Volume 5 - Science, Mycotoxins & Why Treatment Fails
Why do people remain unwell even after treatment, remediation or environmental clearance?
In Science, Mycotoxins & Why Treatment Fails, Jeff Charlton examines the scientific, environmental and systemic reasons why recovery can stall when the true source of exposure has not been properly identified or removed.
This fifth volume of the Building Forensics Legacy Series explores how mycotoxins, contaminated dust, microbial fragments, Actinobacteria, endotoxins and other airborne hazards can remain active long after visible mould has been treated.
It also looks at why conventional investigations can fail, particularly when they are shaped by limited budgets, narrow testing scopes, short-term procurement decisions or professionals whose training exceeds their real-world competence.
Inside this volume
- Airborne mycotoxins and hidden exposure pathways
- Pollen as a carrier for spores, toxins and microbial contaminants
- The difference between training, certification and genuine competence
- Why low-cost procurement can lead to under-investigation
- Clearance and verification failures
- Why decontamination may worsen exposure
- The role of contaminated dust and hidden reservoirs
- Medical and international case studies
- Why treatment fails when environmental exposure continues
- Recovery, re-entry and the importance of sustained exposure reduction
- A 50-year environmental hazard timeline
- The impact of airtight buildings, poor ventilation and modern materials
The book challenges the assumption that a certificate or completed remediation automatically proves that a property is safe. It explains why visible improvement can exist alongside continued exposure and why environmental risk must be assessed through science, evidence and real-world outcomes.

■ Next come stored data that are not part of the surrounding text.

Issue #575, opened 2025-03-07
Add `inv_triangle_number` back along with a helper function


Saransh-cpp:
> Maybe we should add the private function back in, then make two helper functions with clear purpose (and error msg) instead of using it directly?

_Originally posted by @ntessore in https://github.com/glass-dev/glass/pull/533#discussion_r1985333055_

PR #577, opened 2025-03-07
gh-575: bring back inv_triangle_number

Saransh-cpp:
# Description

Add `_is_inv_triangle_number` to check for triangle numbers and use it internally in `nfields_from_nspectra`.

Closes: #575

## Checks

### DIFF
--- a/glass/fields.py
+++ b/glass/fields.py
@@ -51,6 +51,16 @@ except ImportError:
         return decorator
 
 
+def _is_inv_triangle_number(triangle_number: int) -> tuple[int, bool]:
+    r"""
+    The :math:`n`-th triangle number is :math:`T_n = n \, (n+1)/2`.  If
+    the argument is :math:`T_n`, then :math:`n` is returned. Otherwise,
+    a :class:`ValueError` is raised.
+    """
+    n = math.floor(math.sqrt(2 * triangle_number))
+    return n, n * (n + 1) // 2 == triangle_number
+
+
 def nfields_from_nspectra(nspectra: int) -> int:
     r"""
     Returns the number of fields for a number of spectra.
@@ -58,8 +68,8 @@ def nfields_from_nspectra(nspectra: int) -> int:
     Given the number of spectra *nspectra*, returns the number of
     fields *n* such that ``n * (n + 1) // 2 == nspectra``.
     """
-    n = math.floor(math.sqrt(2 * nspectra))
-    if n * (n + 1) // 2 != nspectra:
+    n, is_inv_triangle = _is_inv_triangle_number(nspectra)
+    if not is_inv_triangle:
         msg = f"invalid number of spectra: {nspectra}"
         raise ValueError(msg)
     return n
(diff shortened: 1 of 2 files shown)


glass/fields.py
```diff
@@ -51,15 +51,25 @@ def wrapper(*args: _P.args, **kwargs: _P.kwargs) -> _R:
         return decorator
 
 
+def _is_inv_triangle_number(triangle_number: int) -> tuple[int, bool]:
```
Saransh-cpp, line 54: I'm not a big fan of this return signature. The signature minimises repetitions but I am open to any better implementations.

glass/fields.py
```diff
@@ -51,15 +51,25 @@ def wrapper(*args: _P.args, **kwargs: _P.kwargs) -> _R:
...
 def nfields_from_nspectra(nspectra: int) -> int:
     r"""
     Returns the number of fields for a number of spectra.
 
     Given the number of spectra *nspectra*, returns the number of
     fields *n* such that ``n * (n + 1) // 2 == nspectra``.
     """
-    n = math.floor(math.sqrt(2 * nspectra))
-    if n * (n + 1) // 2 != nspectra:
+    n, is_inv_triangle = _is_inv_triangle_number(nspectra)
```
Saransh-cpp, line 71: `_is_inv_triangle_number` will similarly be used in a new function (to be added in #533) which will be specific to `alm`.

tests/test_fields.py
```diff
@@ -404,6 +404,18 @@ def test_getcl() -> None:
             np.testing.assert_array_equal(result[2:], expected)
 
 
+def test_is_inv_triangle_number():
+    for n in range(10_000):
+        new_n, _ = glass.fields._is_inv_triangle_number(n * (n + 1) // 2)
+        assert new_n == n
+
+    not_triangle_numbers = [2, 4, 5, 7, 8, 9, 11, 12, 13, 14, 16, 17, 18, 19, 20]
```
paddyroddy, line 412: Should we make this a fixture? It's featuring twice now

Saransh-cpp: Refactored it out as a fixture!

Saransh-cpp:
The docstrings are fixed now.

tests/test_fields.py
```diff
@@ -5,6 +5,11 @@
 import glass
 
 
+@pytest.fixture
```
paddyroddy, line 8: Only run once
```suggestion
@pytest.fixture(scope="session")
```

Saransh-cpp: Thanks!

paddyroddy (approved):
Looks good!

glass/fields.py
ntessore: Just have `_inv_triangle_number()` throw an exception if it's not -- both downstream functions can catch and rethrow it

Saransh-cpp: Thanks! I have updated the implementation.

paddyroddy (changes requested):
We're getting test failures now.

I have recently got numeric errors here https://github.com/astro-informatics/sleplet/actions/runs/13656527580 so I wonder if there has been a recent NumPy change or something

ntessore (approved):
👍

Issue #578, opened 2025-03-10
Fix mutable argument bug in legacy mode notebook


paddyroddy:
### Describe the Bug

Introduced in https://github.com/glass-dev/glass/pull/539

### To Reproduce

```python
import glass
...
```

### Version In Use

2025.2.dev62+gd61e5f2

### Additional Context

```markdown
- Python version:
- Operating system:
```

PR #579, opened 2025-03-10
gh-578: mutable argument should be empty list rather than `None`

paddyroddy:
# Description

The `labels` argument was initially set to `[]` which is bad practice https://docs.astral.sh/ruff/rules/mutable-argument-default. This should be set to `None` and then within the function should be set to the initial empty list.

Fixes: #578

## Changelog entry

Fixed: A mutable argument bug in the legacy mode notebook

## Checks


Saransh-cpp (approved):
Thanks, @paddyroddy! Weird that it went unnoticed. I have created #580 to look into it.

paddyroddy:
Merging this now as it is blocking PRs

Issue #580, opened 2025-03-10
Examples should run when they are modified


Saransh-cpp:
### Describe the Bug

At the moment examples don't run when a file in `examples/` folder is modified, which should not be the case.

### To Reproduce

```python

```

### Version In Use

main

### Additional Context

```markdown
- Python version:
- Operating system:
```

PR #581, opened 2025-03-10
gh-580: examples should run in the CI if they are modified

Saransh-cpp:
# Description

At the moment, the example notebooks do not run in the CI if files in the `examples/` directory are modified.

Closes: #580

## Checks

### DIFF
--- a/.github/workflows/examples.yml
+++ b/.github/workflows/examples.yml
@@ -5,11 +5,13 @@ on:
   push:
     paths:
       - glass/**
+      - examples/**
     branches:
       - main
   pull_request:
     paths:
       - glass/**
+      - examples/**
     types:
       - opened
       - ready_for_review


ntessore:
> Good spot. I wonder if we'd always want them to run? Or is the concern is that they are slow?

We want them to run if the code changes, or if the examples themselves change, but not for maintenance changes. They are very slow indeed.

ntessore (approved):

paddyroddy:
> We want them to run if the code changes, or if the examples themselves change, but not for maintenance changes. They are very slow indeed.

I guess the thing is at the moment if a dependency changed (i.e. NumPy v1 -> v2) and nothing else, then they wouldn't run

ntessore:
> > We want them to run if the code changes, or if the examples themselves change, but not for maintenance changes. They are very slow indeed.
> 
> I guess the thing is at the moment if a dependency changed (i.e. NumPy v1 -> v2) and nothing else, then they wouldn't run

Hm, maybe we could implement a "skip examples" label for PRs? And if that's present, examples aren't run, e.g., on small infrastructure PRs?

paddyroddy:
> Or maybe a "run examples" label makes more sense? And if added, the examples are tested? But I don't know if you can trigger additional tests on a label without requiring a new push.

Yeah you can trigger events on labels without push https://docs.github.com/en/actions/writing-workflows/choosing-when-your-workflow-runs/events-that-trigger-workflows#label

paddyroddy:
For now, I will merge this, but have raised #587 as a potential enhancement

Issue #583, opened 2025-03-11
`test_generate` is flaky


Saransh-cpp:
### Describe the Bug

`test_generate` has failed twice for me in https://github.com/glass-dev/glass/actions/runs/13785594514/job/38553058683?pr=577.

```py
=========================== short test summary info ============================
FAILED tests/test_fields.py::test_generate - AssertionError: 
Not equal to tolerance rtol=0.01, atol=0

Mismatched elements: 1 / 3072 (0.0326%)
Max absolute difference among violations: 5.58741532e-14
Max relative difference among violations: 0.02186255
 ACTUAL: array([0.435218, 0.728692, 3.003346, ..., 0.065085, 0.299785, 2.281008],
      shape=(3072,))
 DESIRED: array([0.435218, 0.728692, 3.003346, ..., 0.065085, 0.299785, 2.281008],
      shape=(3072,))
```

We should increase the tolerance of this test.

### To Reproduce

```python
import glass
...
```

### Version In Use

main

### Additional Context

```markdown
- Python version: 3.10
- Operating system: ubuntu-latest
```

ntessore:
Probably enough to check absolute error of 1e-5 or so — the chance of sampling very small numbers can make relative errors blow up

paddyroddy:
Sorry saw this afterwards. I've had these numerical comparison tests like https://github.com/astro-informatics/sleplet/blob/41957a9945eb4e28822943003f3fb47c0d7f3302/tests/test_translation.py#L22-L41 for over 5 years which only started failing in the last month. I think there's been a NumPy change or something perhaps.

How old is `test_generate`?

Saransh-cpp:
Quite new actually, was added in https://github.com/glass-dev/glass/commit/97477f9a3b7559f789176a5e5bcffd62517945f2#diff-a828467ae280cb3ae472f4c3fa7fafe22f9e672829114f1ecccc14435fa205f8.

PR #584, opened 2025-03-11
gh-583: fix flakiness of `test_generate`

Saransh-cpp:
# Description

Updates the tests to use absolute tolerance (`1e-5`).

Closes: #583

## Checks


Saransh-cpp:
Haven't investigated the reason, but I don't see a new NumPy release, so not sure where this is coming from.

paddyroddy (approved):

Issue #587, opened 2025-03-13
Could we have labels selectively run the longer example workflow?


paddyroddy:
Hm, maybe we could implement a "skip examples" label for PRs? And if that's present, examples aren't run, e.g., on small infrastructure PRs?

Or maybe a "run examples" label makes more sense? And if added, the examples are tested? But I don't know if you can trigger additional tests on a label without requiring a new push.

_Originally posted by @ntessore in https://github.com/glass-dev/glass/issues/581#issuecomment-2720415816_

PR #588, opened 2025-03-14
gh-587: run examples if a PR is labeled 'run-examples'

Saransh-cpp:
# Description

Run the examples when a PR is labeled `run-examples`. I think this is better than adding a label to _not_ run the examples, as it would save a lot of CI time.

Closes: #587

## Checks


Saransh-cpp (commented):
I think we might have to merge the PR to turn on the workflow.

paddyroddy:
> I think we might have to merge the PR to turn on the workflow.

Yes, we will

.github/workflows/examples.yml
```diff
@@ -17,6 +17,7 @@ on:
       - ready_for_review
       - reopened
       - synchronize
+      - labeled
```
paddyroddy, line 20: I'm pretty sure this won't work. The `paths` filter for `pull_request` would still hold.

Saransh-cpp: Oh I see. I will take a look at it.

.github/workflows/examples-on-label.yml
```diff
@@ -0,0 +1,27 @@
...
+      - labeled
+
+concurrency:
+  cancel-in-progress: true
+  group: >-
+    ${{ github.workflow }}-${{ github.event.pull_request.number || github.ref }}
+
+jobs:
+  test-examples:
+    if: contains(github.event.pull_request.labels.*.name, 'run-examples')
```
Saransh-cpp, line 16: The workflow runs whenever _any_ label is added on a PR (cannot control this), but the
1. job is skipped if the labels do not contain the `run-examples` label
2. job runs if the labels contain the `run-examples` label

One can add multiple labels in any order and the job will run if `run-examples` is included.

.github/actions/examples/action.yml
Saransh-cpp, line 1: Refactored the workflow out as a composite action.

Saransh-cpp (commented):
This should now be ready for a review.

.github/actions/examples/action.yml
paddyroddy: Just out of interest, why a composite action over reusable workflow?

Typically, I've stored composite actions in an external place, and within a repo just used a reusable workflow.

Genuinely don't have a preference, just curious.

.github/actions/examples/action.yml
```diff
@@ -0,0 +1,42 @@
+---
+name: Run examples
+description: Composite workflow for running examples
+runs:
+  using: composite
+  steps:
```
paddyroddy, line 6: This is the weird thing of calling composite actions _within_ the same repo that they are constructed. You require the `checkout` step, which you don't if you call them external to the repo.

Not a big problem, just annoying, and unintuitive. I think in a reusable workflow, we wouldn't have that issue.

.github/workflows/examples-on-commit.yml
```diff
@@ -0,0 +1,39 @@
...
+
+concurrency:
+  cancel-in-progress: true
+  group: >-
+    ${{ github.workflow }}-${{ github.event.pull_request.number || github.ref }}
+
+jobs:
+  test-examples:
+    if: github.event.pull_request.draft == false
+    name: Test examples
```
paddyroddy, line 29: Do we want one of these files or `example-on-label` to have a different name? Feel like it could get confusing.

.github/workflows/examples-on-label.yml
paddyroddy: Considering how long the examples workflows take, this seems like a very reasonable approach!

paddyroddy (approved):
Really nice piece of work @Saransh-cpp. I think the solution we discussed works really well, and the composite actions removes some duplication.

.github/workflows/examples-on-label.yml
ntessore: Does this run when a new commit is pushed to a PR already labelled as `run-examples`?

paddyroddy: That's a good point ^. We could possible have this action run on all PRs, but it only runs the action job in the presence of the `run-examples` label

.github/workflows/test-examples-on-label.yml
```diff
@@ -0,0 +1,16 @@
...
+concurrency:
+  cancel-in-progress: true
+  group: >-
+    ${{ github.workflow }}-${{ github.event.pull_request.number || github.ref }}
+
+jobs:
+  test-examples-on-label:
+    if: contains(github.event.pull_request.labels.*.name, 'run-examples')
+    name: Test examples on label
+    uses: glass-dev/glass/.github/workflows/run-examples.yml@saransh/run-examples-on-label
```
Saransh-cpp, line 16: Will switch this to `@main` once the PR is approved.

.github/workflows/test-examples-on-push.yml
```diff
@@ -0,0 +1,30 @@
...
+concurrency:
+  cancel-in-progress: true
+  group: >-
+    ${{ github.workflow }}-${{ github.event.pull_request.number || github.ref }}
+
+jobs:
+  test-examples-on-push:
+    if: github.event.pull_request.draft == false
+    name: Test examples on push
+    uses: glass-dev/glass/.github/workflows/run-examples.yml@saransh/run-examples-on-label
```
Saransh-cpp, line 30: Ditto

.github/actions/examples/action.yml
Saransh-cpp: TIL: reusable workflows

I had never tried reusable workflows before, but I agree, it is much more intuitive, so I have switched things up.

.github/workflows/examples-on-label.yml
Saransh-cpp: Now it does!

.github/actions/examples/action.yml
paddyroddy: I don't know why the two have such different names.

I have all my composite actions defined here https://github.com/paddyroddy/.github/tree/main/actions, but within a repo I do think reusable probably makes more sense

.github/workflows/test-examples-on-label.yml
```diff
@@ -0,0 +1,16 @@
+---
+name: Test examples on label
+
+on:
+  pull_request:
+
+concurrency:
+  cancel-in-progress: true
+  group: >-
+    ${{ github.workflow }}-${{ github.event.pull_request.number || github.ref }}
```
paddyroddy, line 10: I might be wrong, but with reusable workflows you can specify many more things in the file itself. Could this block be moved into `.github/workflows/run-examples.yml`?

Saransh-cpp: That works! Thanks!

.github/workflows/test-examples-on-label.yml
```diff
@@ -0,0 +1,11 @@
+---
+name: Test examples
+
+on:
+  pull_request:
```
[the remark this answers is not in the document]
paddyroddy: Yeah, we want it to run on all PRs (regardless of whether it is into `main`). Given that you have to manually put the label, this makes sense.

paddyroddy (approved):
These look nice. Pleasing how simple the workflow files are now too.

.github/workflows/test-examples-on-label.yml
```diff
@@ -0,0 +1,11 @@
...
+
+jobs:
+  test-examples-on-label:
+    if: contains(github.event.pull_request.labels.*.name, 'run-examples')
+    name: On label
+    uses: glass-dev/glass/.github/workflows/run-examples.yml@saransh/run-examples-on-label
```
Saransh-cpp, line 11:
```suggestion
    uses: glass-dev/glass/.github/workflows/run-examples.yml@main
```

.github/workflows/test-examples-on-push.yml
```diff
@@ -0,0 +1,25 @@
...
+      - opened
+      - ready_for_review
+      - reopened
+      - synchronize
+
+jobs:
+  test-examples-on-push:
+    if: github.event.pull_request.draft == false
+    name: On push
+    uses: glass-dev/glass/.github/workflows/run-examples.yml@saransh/run-examples-on-label
```
Saransh-cpp, line 25:
```suggestion
    uses: glass-dev/glass/.github/workflows/run-examples.yml@main
```

PR #4609, opened 2021-03-19
Drop `log` from `remove_key_from_stealable`

jakirkham:
We already dropped the `log` line from `put_key_in_stealable` ( https://github.com/dask/distributed/pull/4375 ) because it was too granular of logging and was slowing things down there ( https://github.com/dask/distributed/issues/4359 ). This does the same thing for `remove_key_from_stealable` for the same reason.

- [ ] Closes #xxxx
- [ ] Tests added / passed

### DIFF
--- a/distributed/stealing.py
+++ b/distributed/stealing.py
@@ -95,7 +95,6 @@ class WorkStealing(SchedulerPlugin):
             return
 
         worker, level = result
-        self.log(("remove-stealable", ts.key, worker, level))
         try:
             self.stealable[worker][level].remove(ts)
         except KeyError:


quasiben:
In scheduler.py, we sometimes have a debug logger note the event.  Do you think it's safe to remove entirely or should we add logging to help back out when/why these events occured

mrocklin (approved):

jakirkham:
> In scheduler.py, we sometimes have a debug logger note the event. Do you think it's safe to remove entirely or should we add logging to help back out when/why these events occured

Yeah we discussed in issue ( https://github.com/dask/distributed/issues/4359 ) and concluded it was ok to drop logging for the adding a single key case as it is rather granular. Removing a single key is the same level of granularity. So it seems reasonable to drop here as well

Suppose stealing could use the `verbose` attribute from the `Scheduler` to guard more detailed logging if that is needed (or handle this some other way). The main point is people shouldn't need to pay the cost of logging when they are not debugging

Do you have a need for this feature?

A central message of the volume is that medical treatment cannot deliver lasting recovery while the patient continues to encounter the same environmental trigger. Recovery depends on meaningful exposure reduction, cautious reoccupation, environmental monitoring and realistic expectations.
Written for
Housing providers, environmental health professionals, insurers, clinicians, remediation contractors, landlords, legal teams, policymakers, investigators and individuals affected by suspected building-related illness.